Его было слышно без микрофона. Незнайка завывал в ночной горшок из дворца царя Гороха. Голос коротышки разносился из ночной посудины, словно из подземелья.

Глава 9. Справедливость в опасности.

Среди сторонников Петрушки тоже поднялся ропот. Иванушка-дурачок трезвонил беспрестанно в трамвайный звонок. Лишь депутат Пачкуля терпеливо ждал своего часа. Судя по всему, он близился. Отмытая рука Пачкули скрывалась под черной перчаткой. Ее ослепительная белизна должна была оставить ярчайший след в темной истории Страны Дураков. Одним ее взмахом Пачкуля отметал свое запятнанное прошлое, на которое так напирали его противники по выборам, и обретал новое имя с новой судьбой. Когда он станет Чистюлей и жертвой клеветников, никто не посмеет ему напомнить, что слово "кандидат" в переводе означает "незапятнанный". И он навсегда одурачит всех избирателей. И этим будет обязан вождю всех времен и народов гениальному товарищу Бармалею. И никому больше...
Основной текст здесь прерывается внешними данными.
PR #4469, opened 2024-02-19
PERF: FUTURE: Default default-constructors of `RGBPixel` and `RGBAPixel`

N-Dekker:
Will make `image.Allocate()` and `image.Allocate(false)` calls much, much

А если по правде, то немножечко и себе. Самую малость! Не полагаясь на случай и острое зрение депутатов, кое-что Пачкуля предпринял на свой собственный страх и риск. После помывки, завитой и надушенный, он явился прямиком к крашеному Лису Миките. Тот всегда держал нос по ветру и первым узнавал, в какое время и в какой цвет необходимо перекраситься. Раньше пламенно красный, Лис Микита какое-то время ходил барвинково-голубым, а теперь прибавил к этому цвету еще и желтый. "Защитная окраска! порекомендовал он. - Но все зависит, в каком регионе вы собираетесь спасать свою шкуру". Он продемонстрировал запасы и других ходовых красителей. Но Пачкуля проследовал к бочке со светящейся бело-зеленоватой краской и окунул в нее по локоть обе руки. На тот случай, если с другой до голосования что-то случится. То-то будут светиться! Даже слепые кроты увидят!

Вокруг кипели страсти. Но Пачкуля был спокоен. Он был уверен в успехе. Потому что если даже враги оторвут ему одну руку, он все равно проголосует другой. Тоже предусмотрительно замаскированной черной перчаткой.

Пачкуля чувствовал, что становится опытным, предусмотрительным политиком. Лиса Микиту, который знал о его проделке, он решил после своего торжества расстрелять и пустить на мыло. А его шкуру подарить гражданке Шапокляк. И одним выстрелом убить двух зайцев. Опасного свидетеля убрать. А свою покровительницу - ублажить.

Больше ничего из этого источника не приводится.